The Secret Life of Damian Spinelli
- First edition
- Author: Carolyn Hennesy
- Language: English
- Genre: Mystery
- Publisher: Hyperion
- Publication date: April 5, 2011
- Publication place: United States
- Media type: Print (Hardcover)
- Pages: 256
- ISBN: 1-4424-0853-7

= The Secret Life of Damian Spinelli =

2011 novel by Carolyn Hennesy

The Secret Life of Damian Spinelli is a 2011 novel written by Carolyn Hennesy. The novel is a tie-in to the television soap-opera General Hospital, as the writing and publication were featured in the series.

==Background==
The writing of The Secret Life of Damian Spinelli was a storyline on General Hospital, during late 2010 and early 2011. The story featured Damian Spinelli, enlisting Diane Miller to help him write a novel based on his private investigator persona. In January 2011, it was announced that the book would be published.

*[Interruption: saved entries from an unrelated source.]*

PR #336, opened 2018-02-17
Keep existing selection after reindexing

### LINKED ISSUE #210: Jump to first item after reindexing
This is really more of an annoyance than a bug:
After opening the fuzzy finder and entering a search string, the item selection jumps to the start of the list as soon as the 'Reindexing project' message is gone.

1. Is it really reindexing the whole project everytime?
2. It leads to opening the wrong file quite often - which is very annoying.

50Wliu:
### Requirements

### Description of the Change

After a reindex completes, all the items in the select list get regenerated.  If someone had a file selected, the refresh would cause the selection to jump back to the first element.  This PR fixes that by manually re-selecting the previous file after the reindex completes.

### Alternate Designs

I hope there's an alternate design; this one didn't come out that pretty.

### Benefits

Selection will not unexpectedly change after a reindex completes.

### Possible Drawbacks

The for loop I added creates some delay, especially for larger projects since it loops through every single file.

### Applicable Issues

Fixes #210

/cc @Ben3eeE

### DIFF
--- a/lib/fuzzy-finder-view.js
+++ b/lib/fuzzy-finder-view.js
@@ -292,12 +292,25 @@ export default class FuzzyFinderView {
     }
   }
 
-  setItems (filePaths) {
+  async setItems (filePaths) {
     this.items = this.projectRelativePathsForFilePaths(filePaths)
     if (this.isQueryALineJump()) {
       return this.selectListView.update({items: [], loadingMessage: null, loadingBadge: null})
     } else {
-      return this.selectListView.update({items: this.items, loadingMessage: null, loadingBadge: null})
+      let selectedItem = this.selectListView.getSelectedItem()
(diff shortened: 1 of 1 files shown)


Ben3eeE:
@50Wliu Thanks for opening this ⚡️ LGTM. I couldn't notice any delay even with a larger project and slow computer where I noticed the issue this fixes!

🚢 if you are fine with the drawback!

nfarina:
This issue has been driving me crazy - would love to have this fixed! Any reason it can't be merged? Seems like a slam dunk—straightforward code and small scope of changes.

50Wliu:
Forgot about this PR.  Let me revisit it in the next few days and see if I can remember my logic here.

PR #347, opened 2018-05-16
Fix flaky test re "toggling when the project has multiple paths" 🤞

jasonrudolph:
Prior to this change, I was able to reliably reproduce the failures described in  https://github.com/atom/atom/issues/17325 when running `apm test` locally with Atom 1.29.0-dev-3e4b386. After this change, the tests reliably pass for me. Hopefully this resolves the flakiness described in https://github.com/atom/atom/issues/17325. 😅

_Most_ of the tests in `spec/fuzzy-finder-spec.js` use `async/await`, but the flaky tests were using a _mix_ of `async/await` and `waitsFor`. This change updates the flaky tests to only use `async/await`.

### DIFF
--- a/spec/fuzzy-finder-spec.js
+++ b/spec/fuzzy-finder-spec.js
@@ -254,13 +254,13 @@ describe('FuzzyFinder', () => {
         describe('socket files on #darwin or #linux', () => {
           let socketServer, socketPath
 
-          beforeEach(() => {
+          beforeEach(async () => {
             socketServer = net.createServer(() => {})
             socketPath = path.join(rootDir1, 'some.sock')
-            waitsFor(done => socketServer.listen(socketPath, done))
+            await socketServer.listen(socketPath)
           })
 
-          afterEach(() => waitsFor(done => socketServer.close(done)))
+          afterEach(async () => await socketServer.close())
 
           it('ignores them', async () => {
             await projectView.toggle()


spec/fuzzy-finder-spec.js
```diff
@@ -254,13 +254,13 @@ describe('FuzzyFinder', () => {
         describe('socket files on #darwin or #linux', () => {
           let socketServer, socketPath
 
-          beforeEach(() => {
+          beforeEach(async () => {
             socketServer = net.createServer(() => {})
             socketPath = path.join(rootDir1, 'some.sock')
-            waitsFor(done => socketServer.listen(socketPath, done))
+            await socketServer.listen(socketPath)
```
maxbrunsfeld: Looking at [the docs for `Server.listen`](https://nodejs.org/api/net.html#net_server_listen), it looks like the method just returns the `Server` itself, and not a `Promise`. So I would think that using `await` on the return value would be a noop.

It doesn't look like [`close`](https://nodejs.org/api/net.html#net_server_close_callback) returns a promise either, so `await` should be a noop there too.

I would think that you'd have to pass a callback to both methods; something like:

```js
await new Promise(resolve => socketServer.listen(socketPath, resolve))

// ...

await new Promise(resolve => socketServer.close(resolve))

```

It's interesting that this fixes the tests though. Maybe the listening and closing are so fast that they already complete before the next block executes?

PR #349, opened 2018-05-27
prevent current editor from showing up first

jacekkopecky:
### Requirements

### Description of the Change

The current open editor can end up being the first result in fuzzy search. This change makes sure it isn't.

I have a project with HTML and JS files named the same but the file extension, e.g. `project-marking.html` and `project-marking.js`, and I often want to quickly open the other one using fuzzy finder. However, fuzzy finder puts the `.js` file first, so if I'm there, open fuzzy finder, type `projmar`, pressing enter would just take me where I already am.

I would like to open fuzzy finder, type `projmar`, press enter, and be in **the other file that I know matches**.

This PR is a quick hack, an RFC really, that implements this change. Every time we filter, it checks that if we have more than one match, the first one shouldn't be the current open buffer – if it is, it switches the first two matches.

### Alternate Designs

I suspect that we might be able to cache the current open buffer's path when opening the fuzzy finder, but I don't know enough about the code to quickly guess where would be appropriate.

Also, this kind of sorting decision might be moved to fuzzaldrin, with some kind of *value that shouldn't be put first* parameter, but I don't have the time right now to investigate.

### Benefits

This allows me quicker to change files with fuzzy finder.

### Possible Drawbacks

If somebody already has in their muscle memory that they open fuzzy finder, type a query, and do *down* and *enter*, this would potentially give them the wrong file. 

### Applicable Issues

None I could find.

### DIFF
--- a/lib/fuzzy-finder-view.js
+++ b/lib/fuzzy-finder-view.js
@@ -122,12 +122,12 @@ class FuzzyFinderView {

The book was written by Carolyn Hennesy, who is known for her Pandora book series, and portrays Diane Miller on General Hospital. The book was released on April 5, 2011 which coincided with the series' 48th anniversary. Hennesy said of the book's connection to film noir, "It's not just a nod: it's a whole interpretive dance. When I was approached to write the book from Damian Spinelli's point of view, I was able to incorporate my intense love of film noir and noir fiction. Dashiell Hammett, Raymond Chandler, Orson Welles -- you name it! That combines so well with Spinellis' alter ego, which is right out of "The Third Man" and "Key Largo". That was just a fortuitous blessing."

Hennesy spoke about being approached to write the novel during an interview with Xfinity, "About a year and a half ago Jill Farren Phelps approached me and said that all the higher ups at ABC and the publishing house, Hyperion, and Disney and because of the Pandora series they knew that I was already a published author. So they’re the ones who actually approached me, would I like to write a fictionalized account of all the characters in Port Charles from Spinelli’s point of view. I don’t think I actually have the imagination to pitch the idea to them. They came to me and it took off from there."

Hennesy has talked about what it was like to write the novel, "At one point I stopped and said, 'I didn't write that.' In the book, I wrote 'cheesy grits'. Believe me, there's a difference. I've eaten my way through Georgia on book tours here, so yes, it was important to get that correct. We write what we know. Thank you, Atlanta! Because I am a published author, it was a tiny stroke of genius to have the actress playing the character write the book too. For months, I walked up to my 'General Hospital' co-workers in the make up room and whispered, 'You know, I'm writing a chapter about you in the book.' I actually walked up to Jane Elliot [who plays wealthy Tracy Quartermaine] and said, 'Would you mind acting out a scene for me as Tracy in an opium den?' She loved it!""

==Plot==
The Secret Life of Damian Spinelli follows the adventures of private investigator, Damian Spinelli, as he attempts to solve several cases around Port Charles.

==Publisher's Note==
Roughly one year ago, the following manuscript appeared at our offices in a manila envelope bearing no return address. A note inside simply read "No one fires me and gets away with it. From the files of Ms. High-and Mighty Diane Miller. Publish it...and blow the lid off Port Charles."

==Reception==
The Secret Life of Damian Spinelli received primarily mixed reviews from critics. A more positive review noted that, "Each tale is filled with amusing language and over the top scenarios fans of GH can certainly picture Spinelli getting into but with a Sam Spade-like flair.

The novel achieved New York Times Best Seller status.